# LongMemEval Benchmark
Evaluates ai-memory's recall engine against the [LongMemEval](https://github.com/xiaowu0162/LongMemEval) dataset (ICLR 2025 -- "LongMemEval: Benchmarking Chat Assistants on Long-Term Interactive Memory"). The benchmark measures whether the correct source session appears in the top K recalled memories for 500 questions across 6 categories.
## Results
### Parallel FTS5 (keyword tier, 10 cores) -- 2.2s, 232 q/s
| **Overall** | **86.2%** | **97.0%** | **98.2%** | **99.4%** |
### LLM-expanded + parallel FTS5 -- 3.5s recall, 142 q/s
| **Overall** | **86.8%** | **97.8%** | **99.0%** | **99.8%** |
| knowledge-update | -- | 100.0% | -- | 100.0% |
| multi-session | -- | 97.7% | -- | 100.0% |
| single-session-assistant | -- | 100.0% | -- | 100.0% |
| single-session-preference | -- | 93.3% | -- | 100.0% |
| single-session-user | -- | 98.6% | -- | 100.0% |
| temporal-reasoning | -- | 96.2% | -- | 99.2% |
## Harnesses
Four harnesses are provided, each building on the last:
| `harness.py` | CLI subprocess per operation | ~57 q/s | baseline |
| `harness_fast.py` | Native Python+SQLite, zero subprocesses | 232 q/s (parallel) | 97.0% |
| `harness_blazing.py` | Multi-strategy FTS5 with enhanced titles | -- | ~96% |
| `harness_99.py` | LLM query expansion + parallel FTS5 | 142 q/s | 97.8% |
### harness.py -- Original CLI harness
Shells out to the `ai-memory` binary for every store and recall operation. Faithful end-to-end test of the shipped binary, but subprocess overhead limits throughput.
### harness_fast.py -- Native Python+SQLite
Directly opens the SQLite database and uses FTS5 queries in-process. Eliminates all subprocess overhead. Supports `--parallel` for multi-core recall.
### harness_blazing.py -- Multi-strategy FTS5
Enhances recall by trying multiple FTS5 query formulations (exact phrases, keyword combinations, relaxed matches) and merging results. Also enriches stored titles for better FTS5 hit rates.

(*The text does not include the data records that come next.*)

PR #4626, opened 2026-08-13
Add SayGM provider

markdavison:
## Summary

Adds SayGM to the provider catalogue with 17 reviewed models and hourly price synchronization from its public model endpoint.

SayGM can route a request to any currently eligible miner, so neither the cheapest offer nor published retail is the best single catalogue number:

- `price_range.floor` can understate the actual bill when a more expensive eligible route serves the request.
- `price_range.ceiling` is the published-retail absolute cap, but can materially overstate every route currently in the pool.
- `price_range.route_ceiling` is the shallowest-discount (highest-priced) currently eligible route. The synchronizer publishes this conservative live bound; an individual request may settle lower.

Synchronization remains review-only: it updates the 17 reviewed models, does not automatically add IDs or remove temporarily unavailable models, retains authored optional cost fields when omitted, and falls back to the explicit published-retail ceiling when a response has no live route ceiling. It never uses the optimistic headline `pricing` block as the catalogue cost.

## Pricing sources

- **Authoritative model and price source:** `GET https://api.saygm.com/v1/models` — unauthenticated and live.
- **Catalogue field:** `price_range.route_ceiling.dimensions`, with `basis: "highest_eligible_offer"`. It is computed from the shallowest-discount route in the same eligibility snapshot as availability and the floor, using SayGM's actual discount, buyer-markup, integer-rounding, and retail-clamp settlement arithmetic.
- **Absolute fallback:** `price_range.ceiling.dimensions`, with `basis: "published_retail"`. This is used only when the live route ceiling is absent.
- **Human-readable model metadata:** `https://saygm.com/models/<id>`, for example `https://saygm.com/models/claude-sonnet-5`.

The checked-in costs were resynchronized on 2026-09-03 from the live public `route_ceiling`. That refresh includes Claude Sonnet 4.6's post-promotion $15/Mtok output basis and GPT-5.5 Pro's 272K long-context tier. The endpoint exposes the field for every currently listed model, and a live sync dry run leaves all 17 reviewed entries unchanged.

## Verification

- `bun validate`
- 7 focused SayGM synchronization tests
- `bun run saygm:sync --dry-run`: 17 reviewed models unchanged against the live endpoint
- 28 live completions across five models and both API shapes: every settled bill was at or below the route ceiling read at the start and end of the run
- The containing sync test file has one unrelated existing DeepInfra failure (`DeepInfra preserves live modalities for new base models`)

---
> **Tip:** I will respond to comments that @ mention @cyrusagent on this PR/MR. You can also submit a review with all your feedback at once, and I will automatically wake up to address each comment.


markdavison:
Added a "Pricing sources" section to the PR body citing the sources and addressing the two examples above.

Summary: `GET https://api.saygm.com/v1/models` (unauthenticated) is the authoritative source; each model also has a human-readable page at `https://saygm.com/models/<id>`. The API returns both a `price_range.ceiling` (`basis: "published_retail"`, what buyers are charged — this is what the TOMLs store) and a `price_range.floor` (`basis: "cheapest_eligible_offer"`, the current wholesale price paid to the winning miner). The floor moves continuously with miner bidding; the ceiling is SayGM's own retail rate card, stable enough to check in, and kept current by the hourly in-repo synchroniser (`packages/core/src/sync/providers/saygm.ts`).

On the specific deltas: SayGM's retail rate card is set per model/dimension, not pegged line-by-line to each lab's list, so it can land above or below list depending on the model. `claude-sonnet-4-6` output is below Anthropic's list (`10.00` vs `15.00`); `claude-sonnet-5` input is currently above Anthropic's list (`3.00` vs `2.00`) even though its wholesale floor (`2.0301`) sits close to that list price — the gap to the `3.00` ceiling is SayGM's margin, not a wholesale increase. So this isn't a uniform "always below list" relationship; it varies by model and dimension, and the PR body now says so explicitly rather than generalizing.

markdavison:
Addressed the sync-bot finding on `buildSaygmModel` in 572dfc944: the cost object was rebuilt as a fresh literal each sync, so any optional pricing field (`cache_read`, `cache_write`, audio rates, `tiers`) that the live API happened to omit was silently dropped from the reviewed catalog entry. It now spreads `existing.cost` and only overwrites a field when the API dimensions supply a value, so an omitted dimension keeps the authored value — the same omitted-means-keep-authored convention as `packages/core/src/sync/providers/xai.ts` (and the `authored.cost` spread in `ofox.ts`). `input`/`output` remain unconditionally taken from the live ceiling. Added a regression test covering a ceiling that omits cache and long-context dimensions.

roykollensvendsen:
I ran a small measurement against the question the bot left open on 2026-08-23 (which basis the buyer is charged), because I have an interest in this entry landing.

Method: 28 completions on 2026-09-01 (10:19 to 10:45 UTC), five models, both API shapes (`/v1/chat/completions` with Bearer, `/v1/messages` with `x-api-key`), `max_tokens` 8, one-line prompts. For each response I took `usage.cost_nano_usd` (the docs call it "the amount actually settled against the account's prepaid balance, not an estimate") and compared it with the tokens priced at `price_range.floor` (basis `cheapest_eligible_offer`, which is also the `pricing` block the sync reads) and at `price_range.ceiling` (basis `published_retail`), both read from `/v1/models` at the start of the run. Per-dimension integer division reproduces the floor bills to the nano-dollar (13 x 102794000 / 1e6 = 1336, 4 x 642462500 / 1e6 = 2569, sum 3905).

| model | n | settled = floor | settled above floor | above-floor bill / floor | above-floor bill / ceiling |
|---|---|---|---|---|---|
| gpt-5.4-nano | 8 | 4 | 4 | 1.77, 1.79 | 0.91, 0.92 |
| claude-haiku-4-5 | 6 | 4 | 2 | 2.58 | 0.93 |
| glm-5.3-flash | 4 | 3 | 1 | 2.38 | 0.98 |
| kimi-k3 | 5 | 4 | 1 | 1.16 | 0.82 |
| deepseek-v4-flash-0731 | 5 | 4 | 1 | 2.73 | 0.41 |

So neither basis is the buyer's price. The buyer pays the price of the miner that served the request (`x-gm-model-served` names the upstream, `x-gm-cascade-index` was 0 every time). In 19 of 28 responses that was the cheapest eligible offer, so `pricing` / `floor` was exactly right; in 9 of 28 a second, more expensive route served, at 0.41 to 0.98 of retail, and the bill was 1.16 to 2.73 times what the floor predicts. The two price points recur per model within minutes of each other (gpt-5.4-nano alternated 3905 and 6821 nano-USD for the same prompt), so this is routing between miners, not a price change over time.

For a catalogue that needs one number per model, the floor understates the bill about a third of the time by up to 2.7x; the ceiling never understates it and overstates it by up to 6.6x (deepseek at 0.15 of retail). Whichever the PR keeps, the header and the body should say which it is and that the settled price sits between the two; today the code publishes the floor and the body describes the ceiling.

Two smaller things from the same reads: the seeded TOML costs no longer match `/v1/models` on any of the 17 models (the sync would fix them on the first run, but the bot compares the diff against the body), and the live list has grown to 45 models, 28 of them not in this PR (Gemini, and the open and `-tee` models: glm, kimi, qwen, deepseek among them).

Raw samples and the script are in a public record if useful: <N>#<N>.

markdavison:
@roykollensvendsen Thanks — your measurement identified the missing bound correctly. The cheapest eligible offer understates requests that land on another route, while retail can substantially overstate every route currently available.

I've updated this PR to publish a new conservative live bound: `price_range.route_ceiling` (`basis: "highest_eligible_offer"`). SayGM computes it from the shallowest-discount currently eligible route in the same router snapshot as the floor and availability, using the same settlement arithmetic as billing. A request may settle between `floor` and `route_ceiling`; published retail remains the absolute cap and compatibility fallback.

The 17 TOMLs are now seeded from the current production offer snapshot, the synchronizer and tests read the new field, and the PR body matches the shipped policy. The GM change needs to deploy before this PR merges so hourly syncs do not temporarily fall back to retail.

markdavison:
I repeated the same 28-completion shape against the now-live `route_ceiling` on 2026-09-01 (14:22 to 14:40 UTC): the same five models and request counts, both `/v1/chat/completions` with Bearer auth and `/v1/messages` with `x-api-key`, one-line prompts, and `max_tokens: 8`. I read `price_range.floor`, `price_range.route_ceiling`, and published-retail `price_range.ceiling` from `GET https://api.saygm.com/v1/models` at the start and end; none changed during the run. There were no retries.

| model | n | settled above floor | settled at/below route ceiling | max bill / floor | max bill / route ceiling | served route |
|---|---:|---:|---:|---:|---:|---|
| gpt-5.4-nano | 8 | 2 | 8 | 1.79 | 0.99 | `openai:gpt-5.4-nano` |
| claude-haiku-4-5 | 6 | 3 | 6 | 2.56 | 0.99 | `anthropic:claude-haiku-4-5` |
| glm-5.3-flash | 4 | 2 | 4 | 2.38 | 1.00 | `zai:glm-5.3-flash` |
| kimi-k3 | 5 | 3 | 5 | 1.42 | 1.00 | `moonshot:kimi-k3` |
| deepseek-v4-flash-0731 | 5 | 0 | 5 | 1.00 | 0.21 | `deepseek:deepseek-v4-flash-0731` |
| **total** | **28** | **10** | **28** | **2.56** | **1.00** | |

This reproduces the original problem: 10/28 requests settled above the cheapest-offer floor, by up to 2.56x. The new catalogue number held for all 28/28 requests, including the more expensive routes, while allowing cheaper requests to settle below it. That is the intended meaning of `route_ceiling`: a conservative bound over the currently eligible pool, not a prediction that every request will cost exactly that amount.

For arithmetic at this tiny token count, six floor-route settlements were one nano-dollar below a per-dimension reconstruction because of integer rounding; they are not counted as above-floor calls.

roykollensvendsen:
Confirmed independently, two days later and on a different price snapshot. Same request shape as before (`max_tokens: 8`, one-line prompts, four models, both API shapes, `price_range` read before and after and unchanged during the run): 15 successful completions on 2026-09-03 06:26 to 06:31 UTC, all 15 at or below `route_ceiling`, 5 of them above the floor by up to 2.73x (deepseek-v4-flash-0731, 2529 nano-USD against a floor of 1065). Highest settlement was 0.927 of `route_ceiling` on glm-5.3-flash, lowest 0.359 on deepseek. One SSL EOF, no retries. Spend $0.00009. So the bound holds on a run neither of us designed around it.

`price_range.route_ceiling` is live on all 50 rows of the public list this morning, including the five ids added since 09-01.

Two observations from the same read, both arguments for the field rather than against it:

`route_ceiling` equals published retail on 14 of 50 models, among them glm-5.2, glm-5.3, glm-5.3-flash, kimi-k3, deepseek-v4-flash-0731 and six of the `-tee` ids. For those the catalogue number is retail whichever field the sync reads, so the change is a no-op there and the seeded values stay comparable with the lab entries. On the other 36 it sits below retail, which is where it earns its keep.

The spread it has to cover is wide on a few models: `route_ceiling / floor` is 6.6 on deepseek-v4-flash-0731, 2.8 on qwen3.6-35b-a3b, 2.5 to 2.6 on the Claude family and glm-5.2. My deepseek settlements came in at 0.36 to 0.41 of the bound. A conservative bound is the right call for a catalogue that has one number, and worth one line in the body so a reader knows the published cost is an upper bound over the eligible pool rather than a typical bill.

Thanks for turning this into an API field rather than a note in a PR body. It makes the number checkable by anyone.

roykollensvendsen:
Separate from the pricing thread, in case it is useful while this is open: I mapped what the live list carries against this PR, since I had the catalogue open anyway.

`GET /v1/models` returned 50 ids this morning (2026-09-03 06:26 UTC), against the 17 here. The 33 outside the PR:

| group | n | ids |
|---|---|---|
| confidential (`-tee`, chat.completions) | 14 | deepseek-v3.2-tee, deepseek-v4-flash-0731-tee, gemma-4-31b-turbo-tee, glm-5.1-tee, glm-5.2-tee, kimi-k2.6-tee, kimi-k3-tee, mistral-nemo-instruct-2407-tee, nemotron-3-nano-omni-30b-tee, qwen3-235b-a22b-thinking-2507-tee, qwen3-32b-tee, qwen3.5-397b-a17b-tee, qwen3.6-27b-tee, qwen3.8-27b-tee |
| open (chat.completions) | 9 | deepseek-v4-flash-0731, glm-5.2, glm-5.3, glm-5.3-flash, kimi-k3, ornith-1.5-397b, qwen3.6-35b-a3b, qwen3.8-27b, qwen3.8-flash-next |
| frontier (generateContent) | 9 | gemini-3.1-flash-image, gemini-3.1-flash-lite, gemini-3.1-flash-lite-image, gemini-3.1-pro-preview, gemini-3.5-flash, gemini-3.5-flash-lite, gemini-3.6-flash, gemini-3.7-flash, gemini-3.8-flash |
| frontier (messages) | 1 | claude-fable-5-1 |

Five of those appeared between 09-01 and today (claude-fable-5-1, gemini-3.7-flash, gemini-3.8-flash and the two `-image` ids), so the list is moving faster than the PR.

What I checked while mapping them, in case any of it saves you time:

**Lab files.** 31 of the 33 point at an existing `models/<lab>/` entry. Three need a name that is not the obvious one, with precedent in `providers/chutes`: `gemma-4-31b-turbo-tee` to `google/gemma-4-31b-it`, `mistral-nemo-instruct-2407-tee` to `mistral/mistral-nemo`, `nemotron-3-nano-omni-30b-tee` to `nvidia/nemotron-3-nano-omni-30b-a3b-reasoning`. Two have no lab file at all and would need one added rather than inlined: `deepreinforce/ornith-1.5-397b` (GM is the catalogue's first host of that size) and `alibaba/qwen3-235b-a22b-thinking-2507` (18 providers serve it today and all 18 inline it in full). Every family slug needed is already in `family.ts`. All 14 `-tee` ids have a one-for-one counterpart under `providers/chutes/**/*TEE.toml`, which is the closest same-surface peer set for reasoning options.

**One thing that would make an entry hard to write honestly.** On `glm-5.3-flash` the reasoning behaviour depends on which upstream serves the request, and the response headers show at least four in the pool at `x-gm-cascade-index: 0` (an engy build via `x-engy-version`, an in-cluster SGLang behind litellm, Chutes on the TEE ids, and DeepSeek native). With `chat_template_kwargs.enable_thinking: false`, the litellm route moved the thinking into `content` behind a stray `</think>` and dropped `reasoning_content` 5 times out of 5; the engy route kept `reasoning_content` and merely shortened it, 0 leaks out of 3. Same split for `reasoning_effort: "none"`. A `reasoning_options` value is one number per model, so whichever is authored is wrong on one route. Worth knowing regardless of the catalogue, since a client that turns thinking off gets `</think>` in its output on some requests.

**Two smaller things from the same reads.** `capabilities.vision` disagrees with the lab metadata on six ids in both directions: five `-tee` builds of text-only weights report `vision: true` (including `deepseek-v4-flash-0731-tee`, where GM's own non-TEE row for the same weights reports false), and `qwen3.6-35b-a3b` reports false where its lab entry is multimodal. And `available` flaps: three reads of the same endpoint on 09-01 showed 0, then 3, then 5 unavailable ids, with the basis falling back to `published_retail` while a model is unavailable.

None of this is a request to change this PR. If you would rather keep the scope where it is, say so and I will leave it alone; if the mapping is useful I can send it as a file.

Correcting myself on the value of the rest, since I checked after writing the above: I had assumed the confidential tier was the part of the list nothing else covers, and that is wrong. All 14 of the `-tee` ids already have a counterpart under `providers/chutes` and 10 of them under `providers/nano-gpt` as well. Of the 33 ids outside this PR, `ornith-1.5-397b` is the only one no other provider entry in the catalogue serves. So the case for adding the rest is convenience for SayGM users rather than coverage the catalogue lacks, which makes it your call about your own provider rather than a gap worth someone else filling.

One note on the state here: the bot has `reviewer: ready` on this, and the only thing showing red is the conflict. It is 148 commits behind `dev` and the collision is the `groups` object in `packages/core/src/sync/index.ts`, one line, keep both sides. `sync.test.ts` auto-merges.

markdavison:
Resolved both findings in `29ff35266`.

- Sonnet 4.6: corrected SayGM's curated retail output from the expired $10 promotion to Anthropic's standard $15/Mtok, published it to mainnet, then resynced the live `route_ceiling` output as **13.905**. Upstream fix: https://github.com/taostat/gm/pull/1191
- GPT-5.5 Pro: added SayGM's published 272K tier and resynced the live route ceiling as **55.62 input / 250.29 output**.

Fresh public `GET https://api.saygm.com/v1/models` shows both models available with those route-ceiling dimensions. The SayGM dry run is now 17 unchanged; its seven focused tests and `bun validate` pass. The full sync test file remains 188 pass / the same unrelated DeepInfra modality failure already noted in the PR body.

PR #4631, opened 2026-08-13
feat(nebius): sync public model catalog

demianarc:
## Summary

- register an hourly Nebius Token Factory sync using the credential-free public catalog
- update authoritative availability, input/output pricing, exact safe context limits, and positive capability declarations
- remove 11 IDs no longer present in the active catalog and route 6 new IDs through the existing missing-model issue workflow
- document the Responses API route and add deterministic sync tests

This continues the intent of #3190, which was closed by the stale bot. Unlike that proposal, it does not use the authenticated `/v1/models?verbose=true` response that returned misleading 8K context values, and it never derives model-specific reasoning controls.

## Source and safety

Nebius links `https://tokenfactory.nebius.com/api/public/models_info` from its public `model-catalog.md` as the authoritative machine-readable catalog. The sync needs no secret.

The public source is treated as authoritative for active first-party IDs and per-million-token input/output prices. Explicit positive `image2text`, `reasoning`, and `function_calling` declarations may add capabilities, but absent declarations do not remove curated capabilities. Existing cache pricing and reasoning options are preserved. `max_model_len = 8000` is guarded as the known serving/configuration sentinel, and other context changes are accepted only when they remain consistent with curated input/output limits.

New models use `skipCreates`, so automation opens deduped missing-model issues instead of inventing release dates, output limits, canonical metadata, or reasoning controls.

## Current catalog result

- 23 existing active models converge cleanly
- 11 unavailable/deprecated local IDs are removed
- 6 active remote-only IDs are reported for researched follow-up: Kimi K2.6, Cosmos3 Super Reasoner, Nemotron 3 Ultra 550B, Nemotron 3.5 Lightning, MiniCPM-V-4_5, and GLM-5.1

## Validation

- `bun models:sync nebius --dry-run` (initial audit)
- `bun models:sync nebius`
- `bun models:sync nebius --dry-run` (clean: 23 unchanged)
- `bun test packages/core/test/sync.test.ts -t Nebius` (4 pass)
- `bun validate` (pass)
- full `sync.test.ts`: 138 pass; one unrelated existing failure in `DeepInfra preserves live modalities for new base models`


sujee:
upvoting this.  The models.dev catalog for nebius token factory is out of date.
this will solve it elegantly.

PR #4961, opened 2026-08-18
refactor(sync): prioritize apiDescription over existing model description

levdad:
Update the model building logic to prefer the description provided by the API over the locally cached description. This ensures that updates to model descriptions from the provider are reflected in the local catalog during synchronization.

Providers frequently enrich their model descriptions with important context such as training details, intended use cases, and capability notes. By preferring the upstream API description, we keep the local catalog in sync with the most accurate and complete information available from the provider.


levdad:
@rekram1-node can you review this please?
thanks.

PR #4971, opened 2026-08-18
feat(runinfra): add DeepSeek V4 Pro

jaberjaber23:
Adds `deepseek-ai/DeepSeek-V4-Pro-0813` to the runinfra provider, override-only against the existing `deepseek/deepseek-v4-pro-0813` lab entry (no lab files touched).

| | |
|---|---|
| Cost | $0.60 input / $1.90 output / $0.03 cached input read, USD per 1M |
| Context | 1,048,576 (host-served), output capped at 32,768 |
| Reasoning | `toggle`: reasoning is OFF by default on this host (an omitted `reasoning_effort` behaves exactly like `none`, completion triples 2/2/2 at temperature 0), and any other accepted level switches it on with `reasoning_content` on the message; among on-levels the medians are identical (22/22/22), so a toggle rather than an effort ladder |

Everything verified live on the public endpoint on 2026-08-18 before this PR: three runs per reasoning level at temperature 0, `json_object` and strict `json_schema` each 3 of 3, one tool call round-tripped, a prefix-cache hit on a repeated identical prompt (matching the $0.03 cached rate), and the output cap refusing an over-cap request with 400. The file's leading comment carries the evidence summary. `bun validate` passes on the branch.

Disclosure: I work on RunInfra.

### DIFF
--- a/providers/runinfra/models/deepseek-ai/DeepSeek-V4-Pro-0813.toml
+++ b/providers/runinfra/models/deepseek-ai/DeepSeek-V4-Pro-0813.toml
@@ -1,0 +1,24 @@
+# Source: https://runinfra.ai/inference-api/deepseek-v4-pro
+# Reasoning control, verified live 2026-08-18 on the public path (temperature 0,
+# fixed prompt, three runs per level): reasoning is OFF by default on this host,
+# the omitted field behaves exactly like reasoning_effort = "none" (completion
+# triples 2/2/2), and any other accepted level switches reasoning on with
+# reasoning_content arriving on the message (low/medium/xhigh triples 22/22/22,
+# identical medians, so the control is a toggle, not an effort ladder).
+# json_object and strict json_schema each validated 3 of 3; one tool call
+# round-tripped; the prefix cache hit on an identical repeated prompt; the
+# 32,768 output cap refuses an over-cap request with 400.
+# cache_read is the cached input price (standing rate; no promotional window).
+base_model = "deepseek/deepseek-v4-pro-0813"
+
+[[reasoning_options]]
+type = "toggle"
+
+[cost]
+input = 0.60
+output = 1.90
+cache_read = 0.03
+
+[limit]
+context = 1_048_576
+output = 32_768


providers/runinfra/models/deepseek-ai/DeepSeek-V4-Pro-0813.toml
```diff
@@ -0,0 +1,24 @@
...
+# reasoning_content arriving on the message (low/medium/xhigh triples 22/22/22,
+# identical medians, so the control is a toggle, not an effort ladder).
+# json_object and strict json_schema each validated 3 of 3; one tool call
+# round-tripped; the prefix cache hit on an identical repeated prompt; the
+# 32,768 output cap refuses an over-cap request with 400.
+# cache_read is the cached input price (standing rate; no promotional window).
+base_model = "deepseek/deepseek-v4-pro-0813"
+
+[[reasoning_options]]
+type = "toggle"
```
rekram1-node, line 15: effort isnt support at all?

jaberjaber23: It is accepted on the wire, but it behaves as a binary switch, not a dial. Probe at temperature 0, 3 repeats per level, identical prompt: with the field omitted and with `reasoning_effort: "none"` the model answers directly (completion tokens 2/2/2, no `reasoning_content`); `low`, `medium`, and `xhigh` all switch reasoning ON with no separation between levels (22/22/22 median completion tokens, `reasoning_content` present). Since repeat probes show the levels produce no distinct behavior, listing an effort vocabulary would claim a dial the serving does not have, so this entry declares the control as a toggle. Same probe methodology as our other entries where levels DID separate (for example the 2.4T at 113/140/89 by level, which lists effort options). Happy to re-run the probe if you want a different design.

rekram1-node: That sounds like a bug im sure they dont advertise it as not working, let's assume they make it work later

rekram1-node: It should state the sane defaults here prolly unless they document it not being fully supported

jaberjaber23: One piece of context: runinfra is the provider here, this entry describes our own serving surface for the open-weights checkpoint, so there is no third party to wait on. If our serving ever exposes level-separated effort we will PR the entry the same day (we already do per-model entry updates when capabilities flip). Within this same provider our flash entry lists a real effort vocabulary because the identical 3-repeat probe DID separate levels there (62/62 vs 57/57 medians by level); on this model the levels accept but do not separate, which is the only reason this one declares a toggle. That said, your catalog, your semantics: if reasoning_options should describe what the API accepts rather than what separates behaviorally, I am happy to switch this to the accepted vocabulary (none, low, medium, xhigh). Say which way you prefer and I will push it right away.

rekram1-node: Ok if u work for runinfra then we will respect ur decisions here for ur provider

rekram1-node: ty

PR #5049, opened 2026-08-19
feat(concentrate): add Concentrate provider

AjayK47:
Registers Concentrate as an OpenAI-compatible aggregator with an initial set of eight models. The remaining catalog follows in separate batches so each change stays small enough to review.

The sync joins the public model list with each model's detail endpoint and derives pricing, limits, modalities, tool calling, structured output and attachment support from that data. Capabilities and limits come from the aggregate list/detail payloads rather than a single upstream route, so a capability-thin route cannot narrow what the gateway accepts, and output limits are capped by canonical models.dev metadata.

Three rules encode the gateway's serving reality rather than its catalog:

- Pricing defaults to the cheapest advertised route, but IDs whose live traffic is relayed elsewhere are pinned to the observed serving route, so published cost matches what callers are charged.
- The gateway-level capability is authoritative for structured output. A route can advertise json_schema while the relay in front of it does not expose the feature.
- Context pricing tiers at or above a model's own window are dropped, because such a band can never be entered.

Reasoning controls are authored per model from the host's declared route metadata rather than inferred from the gateway's normalization enum, which silently accepts unsupported effort values. Every published effort value is backed by a route that declares it, and narrower or empty sets carry a leading comment with the API evidence. New remote models are reported instead of created automatically so each one gets that review first.


AjayK47:
Both of these look like false positives:

- `provider.toml` already sets `doc = "https://concentrate.ai/docs"`, and `bun validate` passes on this branch.
- The NaN case cannot happen — `canonicalOutputLimit` returning `undefined` triggers the default parameter, so `Math.min` gets `max_tokens` rather than `undefined`. Checked both paths: undefined ceiling gives `limit.output = 64000`, a 32000 ceiling caps to 32000.

No changes for those two. Earlier findings are addressed: `claude-sonnet-5` now publishes the `none` off switch, `grok-4.5` is back to low/medium/high, and source links were added per model.

providers/concentrate/provider.toml
```diff
@@ -0,0 +1,5 @@
+name = "Concentrate"
+env = ["CONCENTRATE_API_KEY"]
+npm = "@ai-sdk/openai-compatible"
```
rekram1-node, line 3: I dont see `interleaved` being set anywhere, normally it'd be reasoning_content

AjayK47: Good catch !  it's optional so nothing flagged it missing. Fixed for all 7, plus added a test so a future sync can't silently drop it again.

### harness_99.py -- LLM query expansion
Uses a local LLM (via Ollama) to expand each query into multiple search variants before running parallel FTS5. Achieves the highest recall at the cost of LLM inference time per query.
## Metrics
**R@K (Recall at K)**: For each question, check whether the ground-truth session ID appears among the top K recalled memories. The score is the fraction of questions where it does. Higher K is more lenient -- R@5 means "correct answer in the top 5 results."
The six question categories test different memory capabilities:
- **single-session-user** -- facts stated by the user in a single session
- **single-session-assistant** -- facts stated by the assistant in a single session
- **single-session-preference** -- user preferences expressed in a single session
- **multi-session** -- information that spans multiple sessions
- **temporal-reasoning** -- queries requiring awareness of when events occurred
- **knowledge-update** -- information that was corrected or updated over time
## Replication
### Prerequisites
```bash
# Clone the dataset
git clone https://github.com/xiaowu0162/LongMemEval /tmp/LongMemEval
# Build ai-memory (only needed for harness.py)
cd /path/to/ai-memory-mcp
cargo build --release
# Install Python dependencies
pip install tabulate
```
For `harness_99.py`, you also need [Ollama](https://ollama.com) running locally with a model available (e.g. `ollama pull llama3`).
### Running each configuration
```bash
# Original CLI harness (keyword tier)
python harness.py --dataset-path /tmp/LongMemEval --variant S --tier keyword
# Original CLI harness (all tiers comparison)
python harness.py --dataset-path /tmp/LongMemEval --variant S --all-tiers
# Fast native harness (single-threaded)
python harness_fast.py --dataset-path /tmp/LongMemEval --variant S
# Fast native harness (parallel, 10 cores -- reproduces 232 q/s result)
python harness_fast.py --dataset-path /tmp/LongMemEval --variant S --parallel
# Blazing multi-strategy FTS5
python harness_blazing.py --dataset-path /tmp/LongMemEval --variant S
# LLM-expanded queries (reproduces 97.8% R@5 result)
python harness_99.py --dataset-path /tmp/LongMemEval --variant S
```
### Common options
```bash
# Custom K values
python harness_fast.py --dataset-path /tmp/LongMemEval --variant S -k 1 -k 5 -k 10 -k 20
# Verbose per-question progress
python harness_fast.py --dataset-path /tmp/LongMemEval --variant S --verbose
```
### Output
Results are printed as tables to stdout and saved as CSV files in `results/`.